Ray Dalio, founder of Bridgewater Associates LP, the world’s biggest hedge fund, said 2013 will be a “game changer” for the economy as investors reallocate money after risks such as Europe’s sovereign debt crisis receded.

“There’s a lot of money in a place that’s getting a very bad return and in this particular year there’s going to be, in my opinion, a shift,” Dalio said today at a Bloomberg panel discussion at the World Economic Forum in Davos, Switzerland. “The complexion of the world will change as that money goes from cash into other things. The landscape will change, particularly later in the year and beyond.”

Global stocks have rallied 17 percent in the past six months as the U.S. housing market recovers, European leaders take steps to contain their debt crisis, and reports in China suggest economic growth is accelerating. Investors from David Tepper, who runs the $15 billion hedge fund Appaloosa Management LP, to Carlyle Group LP co-founder David Rubenstein have said they’re bullish on the U.S. economy this year.

U.S. stocks rose today, giving the Standard & Poor’s 500 Index its longest winning streak since 2004. U.S. mutual funds investing in domestic equities received net deposits for a second consecutive week, reversing a trend of redemptions over the past six years, a report showed this week.

‘Massive Amount’

As investors grow more comfortable with the outlook for the economy, money will move into stocks and other assets, as well as into goods and services, Dalio said.

“The shift of that massive amount of cash is what will be a game changer,” said Dalio, whose Westport, Connecticut-based firm oversaw $81.3 billion in hedge-fund assets as of Oct. 31.

Central banks will have to be on guard to reduce the supply of money when spending increases, Dalio said, adding a successful exit from six years of loose monetary policy is manageable.
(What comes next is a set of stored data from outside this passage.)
PR #9730, opened 2024-01-25
Improve common mistakes docs

froggleston:
Add more details to the common mistakes section of the strategy customisation docs.


xmatthias (approved):
Great! :100:

PR #9733, opened 2024-01-26
Remotepairlist: fix parsing json exception , add saving to a file of processed pairlist + docs

Bloodhunter4rc:
## Summary

Extend the exception catch to the parsing, so last pairlist is returned.
Add Saving to a file

Solve the issue: https://discord.com/channels/700048804539400213/824719649417199646/1200374477968654446
Parsing Json Exception

## What's new?

Add saving of processed pairlist to a file, to enable other freqtrade instances to read from that file. + preventing unnecessary requests and keeping the pairlist in sync.

### DIFF
--- a/docs/includes/pairlists.md
+++ b/docs/includes/pairlists.md
@@ -210,8 +210,7 @@ The `pairlist_url` option specifies the URL of the remote server where the pairl
 
 The `save_to_file` option, when provided with a valid filename, saves the processed pairlist to that file in JSON format. This option is optional, and by default, the pairlist is not saved to a file.
 
-??? Note
-    Example:
+??? Example "Multi bot with shared pairlist example"
     
     `save_to_file` can be used to save the pairlist to a file with Bot1:
 
--- a/docs/includes/pairlists.md
+++ b/docs/includes/pairlists.md
@@ -208,7 +208,42 @@ In "append" mode, the retrieved pairlist is added to the original pairlist. All 
 
 The `pairlist_url` option specifies the URL of the remote server where the pairlist is located, or the path to a local file (if file:/// is prepended). This allows the user to use either a remote server or a local file as the source for the pairlist.
 
-The `save_to_file` option, when provided with a valid filename, saves the processed pairlist to that file in JSON format. This option is optional, and by default, the pairlist is not saved.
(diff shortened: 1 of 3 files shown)


freqtrade/plugins/pairlist/RemotePairList.py
```diff
@@ -236,15 +237,15 @@ def gen_pairlist(self, tickers: Tickers) -> List[str]:
...
-
                         try:
+                            # Load the JSON data into a dictionary
+                            jsonparse = rapidjson.load(json_file, parse_mode=CONFIG_PARSE_MODE)
                             pairlist = self.process_json(jsonparse)
                         except Exception as e:
                             if self._init_done:
                                 pairlist = self.return_last_pairlist()
                                 logger.warning(f'Error while processing JSON data: {type(e)}')
+                                logger.debug(f'Error while processing JSON data: {e}')
```
xmatthias: what's the difference / expectation to log both warning and debug ... ? 
if you're after the reason (like, stacktrace) - you should enable stacktrace instead (or log at exception level, where this is auto-enabled) ... ?

docs/includes/pairlists.md
```diff
@@ -207,6 +208,8 @@ In "append" mode, the retrieved pairlist is added to the original pairlist. All
 
 The `pairlist_url` option specifies the URL of the remote server where the pairlist is located, or the path to a local file (if file:/// is prepended). This allows the user to use either a remote server or a local file as the source for the pairlist.
 
+The `save_to_file` option, when provided with a valid filename, saves the processed pairlist to that file in JSON format. This option is optional, and by default, the pairlist is not saved.
```
xmatthias: i think you might wanna extend / reword this section ...

Starting with this (i red the docs change first) i understood:
"i give 3 bots on the same server the same filename, and they'll identify "do i need to reload this file or can i use it as is" - and then auto-load from here, OR fall back to a network request - refreshing the file.

That's however not really what's happening - the actual assumption is that 
* bot A fetches and saves to file
* bots B and C are configured with this file as "pairlist_url" ... 

Now they both use different syntax (`file:///somefile.json` vs. `./somefile.json`) - which i think will need some more explanation (or maybe a config sample for the 2 bot setups in a `??? Note` block - which defaults to collapsed)  to be actually clear.

xmatthias (approved):
nice

LGTM :+1:

PR #9755, opened 2024-02-01
Update ws_client.py

bvince21:
No changes made. Test for class project

## Summary

Solve the issue: #___

## Quick changelog

- <change log 1>
- <change log 1>


stash86:
We would appreciate if you took your class project somewhere else. Thanks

Billionaire investor George Soros said yesterday that the U.S. Federal Reserve will have to raise interest rates quickly to contain inflation once the economy shows signs of a stable recovery.

Fed Chairman Ben S. Bernanke’s unprecedented bond buying pushed the central bank’s balance sheet to a record $3 trillion, a report yesterday showed. The Fed is purchasing $85 billion of securities every month, using the full force of its balance sheet to stoke the economic recovery.